Kahina Carina occupe l’espace délicatement sans forcer. Quelques mots, un grand sourire marqué par une fossette et un « je ne sais quoi » comme diraient les Américains, qui donne envie d’en savoir plus sur l’actrice. Même le store bruyant du café n’arrive pas à interrompre l’interview. Elle n’a pas besoin d’élever la voix ou de s’énerver. Avec elle, tout coule de source et ça fait du bien dans ce monde de paraître.

Née à Paris au sein d’une famille d’hôteliers kabyles, Kahina Carina tombe amoureuse du cinéma à l’âge de 8 ans. « Il m’a suffit de regarder « Autant en emporte le vent » pour rêver à mes premiers rôles de princesse. Nous n’allions pas forcément au théâtre mais plutôt à des concerts. J’avais l’impression qu’actrice était le seul métier qui existait. Cela s’est confirmé à l’adolescence. »
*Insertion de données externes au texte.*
PR #32, opened 2023-09-15
ENG-1741 Improve error handling

pistomat:
Includes:
- Remove subscriber from subscriptions on SendError instead of panicking
- Add retries to tick processing

### DIFF
--- a/src/extractor/runner.rs
+++ b/src/extractor/runner.rs
@@ -1,8 +1,7 @@
 use anyhow::{format_err, Context, Result};
 use async_trait::async_trait;
-use once_cell::sync::Lazy;
 use prost::Message;
-use std::{collections::HashMap, env, error::Error, sync::Arc, time::Duration};
+use std::{collections::HashMap, env, error::Error, sync::Arc};
 use tokio::{
     sync::{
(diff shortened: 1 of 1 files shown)


src/extractor/runner.rs
```diff
@@ -95,44 +103,65 @@ where
...
-                                match self.extractor.handle_tick_scoped_data(data).await {
-                                    Ok(msg) => {
-                                        if let Some(msg) = msg {
-                                            debug!("Propagating message: {:?}", msg);
-                                            Self::propagate_msg(&self.subscriptions, msg).await
-                                        }
-                                    },
+                                let extractor = self.extractor.clone();
+                                let result = Retry::spawn(DEFAULT_BACKOFF.clone(), || {
+                                    let data = data.clone();
```
kayibal: Hm at least the latter clone here might be expensive.. maybe not worth to have the retry logic in here after all... After reconsidering I think the extractor should retry if it needs to.. I think it might make more sense as it has more context over what failed and can make a more informed retry decision.

Sorry for noticing this soo late!

pistomat: It makes sense, we can handle the errors better in the Extractors, also makes the code clearer here.

PR #1621, opened 2025-10-27
feat: [BREAKING] remove /query api call and adding FastAPI info and Tags

bfoley13:
**Reason for Change**:
This change removes the `/query` api from the rag engine service. All `/query` calls by consumers should be changed to use the `/v1/chat/completions` api. More information about the `/v1/chat/completions` api can be found [here](https://kaito-project.github.io/kaito/docs/rag-api#openai-compatible-chat-completions)

**Requirements**

**Issue Fixed**:

**Notes for Reviewers**:


presets/ragengine/main.py
```diff
@@ -784,4 +797,4 @@ async def shutdown_event():
     # llama_index.core.set_global_handler("arize_phoenix")
     import uvicorn
 
-    uvicorn.run(app, host="0.0.0.0", port=5000, loop="asyncio")
+    uvicorn.run(app, host="0.0.0.0", port=5789, loop="asyncio")
```
zhuangqh: why do you update the port here? do k8s service need to be updated as well?

bfoley13: No this was a local testing thing, will revert!

PR #1637, opened 2025-11-02
chore: use built-in GenerateName to generate random workspace name by InferenceSet

andyzhangx:
**Reason for Change**:

chore: use built-in GenerateName to generate random workspace name by InferenceSet
this PR addresses the former comments which makes the workspace name generated by InferenceSet more clear:

 - the generated name is like following:
```
# k get workspace
NAME                 INSTANCE                   RESOURCEREADY   INFERENCEREADY   JOBSTARTED   WORKSPACESUCCEEDED   AGE
llama-3-1-8b-2brcn   Standard_NC24ads_A100_v4   False                                                              109s
llama-3-1-8b-mmc2p   Standard_NC24ads_A100_v4   False                                                              2s
```

```
	// GenerateName is an optional prefix, used by the server, to generate a unique
	// name ONLY IF the Name field has not been provided.
	// If this field is used, the name returned to the client will be different
	// than the name passed. This value will also be combined with a unique suffix.
	// The provided value has the same validation rules as the Name field,
	// and may be truncated by the length of the suffix required to make the value
	// unique on the server.
	//
	// If this field is specified and the generated name exists, the server will return a 409.
	//
	// Applied only if Name is not specified.
	// More info: https://git.k8s.io/community/contributors/devel/sig-architecture/api-conventions.md#idempotency
	// +optional
	GenerateName string `json:"generateName,omitempty" protobuf:"bytes,2,opt,name=generateName"`
```

**Requirements**

**Issue Fixed**:

**Notes for Reviewers**:


pkg/workspace/controllers/inferenceset/inferenceset_controller.go
```diff
@@ -236,15 +236,10 @@ func (c *InferenceSetReconciler) addOrUpdateInferenceSet(ctx context.Context, iO
 	if replicaNumToCreate > 0 {
 		klog.InfoS("Need to create more workspaces...", "current", len(wsList.Items), "desired", iObj.Spec.Replicas)
 		for i := range replicaNumToCreate {
-			workspaceName := workspace.GetWorkspaceNameWithRandomSuffix(iObj.Name)
-			workspaceObj := inferenceset.GetWorkspace(workspaceName, wsList)
```
zhuangqh, line 240: Please remove the definition and testing code for `inferenceset.GetWorkspace` as well.

andyzhangx: removed

PR #1660, opened 2025-12-03
feat: add PV support to RAG service

bangqipropel:
**Reason for Change**:
1. Add PV support to RAG service
2. Add hook to auto trigger the pv support

**Requirements**

**Issue Fixed**:

**Notes for Reviewers**:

Inscrite en classe préparatoire du Cours Florent dés ses 14 ans, elle entame ses études théâtrales avant sa majorité. Repérée par un agent, elle débute très jeune les castings malgré une appréhension normale de ses parents. « Ils flippaient mais me faisaient particulièrement confiance. A leur place, j’aurais aussi été en panique (rires) ! A l’adolescence, je me voyais dans des rôles de films d’action puis d’auteurs. Finalement, mon envie dans ce métier n’a cessé d’évoluer. »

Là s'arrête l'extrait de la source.